Top-line results are expected to be announced in mid-2018.
- Top-line results are expected to be announced in mid-2018
- The Phase III study evaluating RHB-104 for Crohn’s disease (MAP US study) is a randomized, double-blind, placebo-controlled study that is evaluating the safety and efficacy of RHB-104 in 331 subjects with moderately to severely active Crohn’s disease
- Worldwide sales of Crohn’s disease therapies exceeded $7.6 billion in 2016
- A pivotal Phase III study with RHB-104 for Nontuberculous Mycobacteria (NTM) infections, with Fast-Track development status, is planned to be initiated in H1/2018
Tel-Aviv, Israel / Raleigh, NC, USA, November 09, 2017 / B3C newswire / -- RedHill Biopharma (NASDAQ: RDHL) (Tel-Aviv Stock Exchange: RDHL) (“RedHill” or the “Company”), a specialty biopharmaceutical company primarily focused on late clinical-stage development and commercialization of proprietary drugs for gastrointestinal and inflammatory diseases and cancer, today announced that the last patient has been enrolled in the Phase III study with RHB-104 for Crohn’s disease (MAP US study). Top-line results are expected to be announced in mid-2018.
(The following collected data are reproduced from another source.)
PR #629, opened 2021-09-03
Fix fly-to crash when pawn isn't possessed

### LINKED ISSUE #303: FlyToLocation should check if the pawn is possessed first to avoid crashing
There is some functionality in the `GlobeAwareDefaultPawn::FlyToLocation` functions (and maybe other places in `GlobeAwareDefaultPawn`) that assumes there is a controller possessing the pawn. This should be explicitly checked in case `FlyToLocation` is triggered without first possessing the pawn, currently this causes a crash.

nithinp7:
Fixes #303

### DIFF
--- a/CHANGES.md
+++ b/CHANGES.md
@@ -5,6 +5,7 @@
 ##### Fixes :wrench:
 
 - Fixed strange behavior when two sublevels overlap each other. Now the closest sublevel is chosen in that case.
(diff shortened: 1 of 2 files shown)


cesium-concierge:

kring:
Thanks @nithinp7!

PR #631, opened 2021-09-06
Do clipping last, after water.

### LINKED ISSUE #630: Clipping does not work correctly in tiles that are partially water
image

I think this is caused by the Water layer being above the clipping layer in the layer stack, and the water layer ignoring the opacity mask when rendering water.

kring:
Our standard "with water" material applied the water effect last, after the clipping. And the water effect only uses the color from the bottom later, replacing all other material attributes with the top (water) layer. As a result, the opacity mask gets clobbered and the clipped effect doesn't work.

The approach implemented here is to simply move the clipping layer to the top of the layer stack, so the opacity mask is applied last.

Fixes #630


cesium-concierge:

kring:
Before:
image


After:
image

nithinp7:
Thanks @kring!

Issue #538, opened 2021-07-03
DynamicPawn causes a divide by zero


javagl:
<sup>I thought that I had already mentioned that, but did not find it right now, so even at the risk of creating a duplicate:</sup> 

The DynamicPawn causes a divide by zero when starting to play:
```
PIE: Play in editor total start time 0,099 seconds.
LogScript: Warning: Script Msg: Divide by zero detected: 83550.765625 / 0
Script call stack:
    Function /CesiumForUnreal/DynamicPawn.DynamicPawn_C:ReceiveTick
    Function /CesiumForUnreal/DynamicPawn.DynamicPawn_C:ExecuteUbergraph_DynamicPawn
    Function /CesiumForUnreal/DynamicPawn.DynamicPawn_C:UpdatePawnSpeed
    Function /CesiumForUnreal/DynamicPawn.DynamicPawn_C:SpeedLineTrace
```

This seems to be due to the "Max Speed Pre Multiplier" being 0 initially:

![CesiumUnreal Pawn Div By Zero](https://user-images.githubusercontent.com/5597569/124365913-a42cf600-dc4b-11eb-80bb-0e9d5c897dc6.png)

I'm not sure whether it can be solved "pragmatically", by initializing it to 1.0 or  adding some epsilon-check at this point, or whether more thought has to be put into that...

PR #636, opened 2021-09-08
Fixed divide by zero in DynamicPawn

javagl:
Supposed to fix https://github.com/CesiumGS/cesium-unreal/issues/538 . My last comment from there:

> I'm not sure whether it can be solved "pragmatically", by initializing it to 1.0 or adding some epsilon-check at this point, or whether more thought has to be put into that...

The latter. The latter was the case. The "Max Speed Pre Multiplier" is initialized with 0.0. The division by zero caused the `True` branch of the condition to be taken, because the result of dividing a value by zero is 0.0, apparently. This branch **had** to be taken, because otherwise, the other properties of the movement component had not been initialized properly at other places (it's complicated). So neither setting it to 0.000001 nor to 10000000.0 solved the issue, and it was indeed necessary to explicitly check for this floating point value to be exactly 0.0 (aka "uninitialized"). 

Before:

CesiumUnreal PawnZero01

After:

CesiumUnreal PawnZero02

If somebody better knows what the purpose of this box is, what the "issue" with loading/unloading was about, or what the unit of `height/speed` is (except for `1/seconds`, but what is that 100?), then I'd appreciate any inputs, suggestions, or PRs with **better** solutions (i.e. solutions that make things *simpler* instead of *more complicated*).

But for now, this should cause the divide-by-zero message to be no longer printed, and still work as before...


cesium-concierge:

* :grey_question: [CHANGES.md](https://github.com/CesiumGS/cesium-unreal/blob/pawn-divide-by-zero-fix/CHANGES.md) was not updated.

kring:
@xuelongmu can I bug you to take a quick look at this one?

kring:
I removed a Print Debug String node that was spamming the output log and screen, but otherwise this looks good to me. @xuelongmu would still appreciate your thoughts on Marco's questions at the bottom when you have time to breathe from your other project, but it doesn't need to hold up merging this. Thanks @javagl!

Issue #617, opened 2021-09-01
Failure with very long tile URLs because FName length limit exceeded


kring:
As reported here:
https://stackoverflow.com/questions/68992967/ue4-increasing-name-size-limit

We create an ActorComponent for each tile, and we give that ActorComponent a Name derived from the URL / tile ID that was used to load that tile's content. But Unreal Engine apparently has a length limit for FNames, and when we exceed that because a tileset uses a very long URL (more than 1023 characters or so), bad things happen.

To start, we should truncate the name rather than allowing this error to occur. Or maybe we can put the URL somewhere other than the name.

PR #637, opened 2021-09-08
Make sure that FNames are not too long.

javagl:
Or at least, make it "reasonably sure"...

Supposed to fix https://github.com/CesiumGS/cesium-unreal/issues/617

---

The long name for the components is caused by integrating the [`Cesium3DTiles_TileUrl`](https://github.com/CesiumGS/cesium-unreal/blob/9673fad58a0166b900cf0591119730dfb45d94ff/Source/CesiumRuntime/Private/CesiumGltfComponent.cpp#L497) into the name. 

The "name" of a raster overlay that arrives [here](https://github.com/CesiumGS/cesium-unreal/blob/9673fad58a0166b900cf0591119730dfb45d94ff/Source/CesiumRuntime/Private/CesiumGltfComponent.cpp#L1845) is (with some back and forth) derived from the "Material Layer Key" that somebody can enter in the UI. This means that when somebody enters a "Material Layer Key" like `ThisIsSomeVeeeee[...1024 characters...]eeeryLongKey0`, then things might break apart there (Disclaimer: I don't know exactly under which conditions this path is taken, i.e. under which conditions the `pCesiumData` is `nullptr`). Just truncating the string could cause ambiguities, because he might create another key that ends with `...Key1`. But that is so unlikely that I think it won't have to be handled (and if this causes an issue, I'll own it).

---

Two questions for how to handle the length limit in general:

1. Which part of the string should be removed? 

The URL is integrated into the name for information purposes. Truncating it at the end would cause URLs like `https://api.cesium.com/v1/assets/0/1/2/` to be truncated to a useless `https://api.cesium.com/v1/assets` (omitting the relevant differences). But the URL could also be long due to some `&queryParameter`. 

2. What should be the maximum length for `FName` objects that we create?

Yes, 1024, but it's not that simple: When we create an `FName` for some component, then we don't know what Unreal will do with this name. Even if we *dedicatedly* generate a name that has only 1000 characters, then Unreal will use our `FName` to generate a new `FName` internally, as `"/Cesium/Data/Whatever/" + ourName`, causing the length limit to be exceeded again (and they don't check and handle this, by the way...). 

---

Given the fact that we don't know how exactly what causes the long URLs, or long the prefixes will be that Unreal will attach our names to, this PR does two things:

- It will truncate the URL to 256 characters, by removing characters at the *start* of the URL if necessary.
- It will make sure that no `FName` that we are creating is longer than 256 characters. Because our `FNames` are often composed of two components, like `name + "_Texture"` (and we don't necessarily know what `name` is...), this is also done by removing characters at the *start* of `name` to make sure that the limit of 256 characters is obeyed.

Now, Unreal could still append (768+1) characters to our 256-character-`FName`, which could cause a crash, but there is no specified upper limit for the length of an `FName`, so this is somewhat arbitrary anyhow...

---

<sub>Edit</sub>

An example output with some "artificial URL" (where I just added a prefix to make it way longer than 1024 characters): 

CesiumUnreal FName length


cesium-concierge:

* :grey_question: [CHANGES.md](https://github.com/CesiumGS/cesium-unreal/blob/obey-fname-length-limit/CHANGES.md) was not updated.

kring:
> Which part of the string should be removed?

My thinking (which has probably been influenced by the [original user-reported issue](https://stackoverflow.com/questions/68992967/ue4-increasing-name-size-limit) is that the most likely reason for an excessively long URL will be a key included as a query parameter. And therefore we'd be better off removing the overflow characters from the end rather than the beginning. Of course it's possible to include a key as part of a path instead, or to have a silly-long path for other reasons, but that seems much less likely.

Maybe the _best_ approach would be to replace the middle with `...`, if it's not too much trouble.

> What should be the maximum length for FName objects that we create?

256 sounds fine to me.

> But that is so unlikely that I think it won't have to be handled (and if this causes an issue, I'll own it).

Yeah I'm honestly not fussed about this case at all. What you've done seems reasonable.

javagl:
> Maybe the *best* approach would be to replace the middle with `...`, if it's not too much trouble.

"Better" than computing the longest common subsequence and analyzing the Kolmogorov complexity of the string segments? 😁 

But seriously: The last commit uses a `prefix + "..." + suffix` approach, which I tested locally 



```
void testConstrainLength(const std::string& input, const size_t maxLength) {
	std::cout << "Input    : \"" << input << "\"" << std::endl;
	std::cout << "maxLength: "<< maxLength << std::endl;
	std::cout << "Output   : \"" << constrainLength(input, maxLength) << "\"" << std::endl << std::endl;
}

void testConstrainLength() {

	testConstrainLength("A", 0);
	testConstrainLength("A", 1);
	testConstrainLength("A", 2);
	testConstrainLength("Example", 0);
	testConstrainLength("Example", 1);
	testConstrainLength("Example", 2);
	testConstrainLength("Example", 3);
	testConstrainLength("Example", 4);
	testConstrainLength("Example", 5);
	testConstrainLength("Example", 6);
	testConstrainLength("Example", 7);
	testConstrainLength("Example", 8);
	testConstrainLength("http://example.com/0/1/2/3/4?q=5678", 10);
	testConstrainLength("http://example.com/0/1/2/3/4?q=5678", 20);
	testConstrainLength("http://example.com/0/1/2/3/4?q=5678", 30);
	testConstrainLength("http://example.com/0/1/2/3/4?q=5678", 40);
}
```
having the output
```
Input    : "A"
maxLength: 0
Output   : ""

Input    : "A"
maxLength: 1
Output   : "A"

Input    : "A"
maxLength: 2
Output   : "A"

Input    : "Example"
maxLength: 0
Output   : ""

Input    : "Example"
maxLength: 1
Output   : "E"

Input    : "Example"
maxLength: 2
Output   : "Ex"

Input    : "Example"
maxLength: 3
Output   : "Exa"

Input    : "Example"
maxLength: 4
Output   : "E..."

Input    : "Example"
maxLength: 5
Output   : "E...e"

Input    : "Example"
maxLength: 6
Output   : "Ex...e"

Input    : "Example"
maxLength: 7
Output   : "Example"

Input    : "Example"
maxLength: 8
Output   : "Example"

Input    : "http://example.com/0/1/2/3/4?q=5678"
maxLength: 10
Output   : "http...678"

Input    : "http://example.com/0/1/2/3/4?q=5678"
maxLength: 20
Output   : "http://ex...4?q=5678"

Input    : "http://example.com/0/1/2/3/4?q=5678"
maxLength: 30
Output   : "http://example.../2/3/4?q=5678"

Input    : "http://example.com/0/1/2/3/4?q=5678"
maxLength: 40
Output   : "http://example.com/0/1/2/3/4?q=5678"
```

kring:
>"Better" than computing the longest common subsequence and analyzing the Kolmogorov complexity of the string segments? 😁

Yes, because doing anything like that would require us to keep track of multiple strings so that we can find the longest common subsequence of them, and that would almost certainly be "worse" overall even if in the end it resulted in "better" names. 😆 

Thanks for adding the ellipsis.

PR #641, opened 2021-09-10
Don't get cameras from editor viewports in PIE mode.

### LINKED ISSUE #640: Editor viewports are used for tile selection even in Play-in-Editor mode
Basically, `GetEditorCameras` gets called in any build compiled with Editor support, and it uses any Editor viewports that it finds. This causes some weird LOD behavior, especially when origin rebasing and sublevels come into play because the editor cameras are not affected by either of these things.

AFAICT the reliable way to check if a tileset is running "in the editor" is to check `GetWorld()->IsGameWorld()`. It will return true for a PIE world and for a production game, but false for the regular level editor world. Do not be fooled by `IsEditorWorld()`. That method will return true for both the regular level editor and for PIE.

@nithinp7 this might be the cause of the increased aliasing you mentioned seeing awhile ago.

kring:
Fixes #640 

With this change, Play-in-Editor mode no longer considers the (usually invisible) Editor viewport cameras for tile selection, which is almost certainly the right thing to do. However, if you Eject (or use Simulate-in-Editor mode), then tile selection is _still_ not driven by the Editor viewport, even though now the default Editor viewport is controlling that rather than the player pawn. So, perhaps unexpectedly, tiles won't be selected or shown based on the viewport.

The MAP US study is a randomized, double-blind, placebo-controlled first Phase III study evaluating the safety and efficacy of RHB-104 in subjects with moderately to severely active Crohn’s disease (defined as Crohn’s Disease Active Index (CDAI) between 220 and 450). The primary endpoint of the MAP US study is disease remission, defined as a reduction in CDAI to less than 150 at week 26. The study enrolled 331 patients across approximately 150 clinical sites in the U.S., Canada, Europe, Israel, Australia and New Zealand.
Two pre-planned independent Data and Safety Monitoring Board (DSMB) meetings have been held to review data from the MAP US study, in which unanimous recommendations were given to continue the study without any changes to the protocol, investigator’s brochure, study conduct or informed consent form. At the first DSMB meeting, held in December 2016, safety data from the study was reviewed. At the second DSMB meeting, held in July 2017, safety and efficacy data from the first 222 subjects who had completed week 26 assessments of the study was reviewed.
In addition, an open-label extension Phase III study (the MAP US2 study) continues to evaluate the safety and efficacy of RHB-104 in subjects who remain with active Crohn’s disease (CDAI ≥ 150) after 26 weeks of blinded study therapy in the ongoing Phase III MAP US study. These subjects have the opportunity to receive treatment with RHB-104 for a 52-week period in the open-label MAP US2 extension study. The data collected in the MAP US2 study will be supplemental to the MAP US study data. The MAP US2 study’s primary endpoint is disease remission at week 16, defined as CDAI of less than 150. The MAP US2 study is planned to enroll approximately 50-70 subjects in the U.S., Canada, Europe, Israel and New Zealand. Additional open-label studies with RHB-104 for Crohn’s disease are being planned to generate further supportive clinical data for potential future marketing applications.
Additional clinical studies are likely to be required to support a U.S. New Drug Application (NDA) for RHB-104. If the MAP US study results are positive, RedHill will meet with the U.S. Food and Drug Administration (FDA) and key opinion leaders to present the data package and discuss the preferred development path.
The worldwide sales of Crohn’s disease therapies exceeded $7.6 billion in 2016(1).
In addition to the ongoing Phase III studies with RHB-104 for Crohn’s disease, RedHill plans, subject to regulatory approvals, to initiate a pivotal Phase III study with RHB-104 for the treatment of nontuberculous mycobacteria (NTM) infections in the U.S. in the first half of 2018. RHB-104 was granted Qualified Infectious Disease Product (QIDP) status by the FDA for the treatment of NTM infections. QIDP designation allows for Fast-Track development status, Priority Review of an NDA, if filed, and an additional five years of U.S. market exclusivity on top of the standard exclusivity period or Orphan Designation exclusivity period, as applicable, for a total U.S. market exclusivity of 8-12 years.
The clinical studies with RHB-104 are registered on www.ClinicalTrials.gov, a web-based service of the U.S. National Institute of Health, which provides access to information on publicly and privately-supported clinical studies.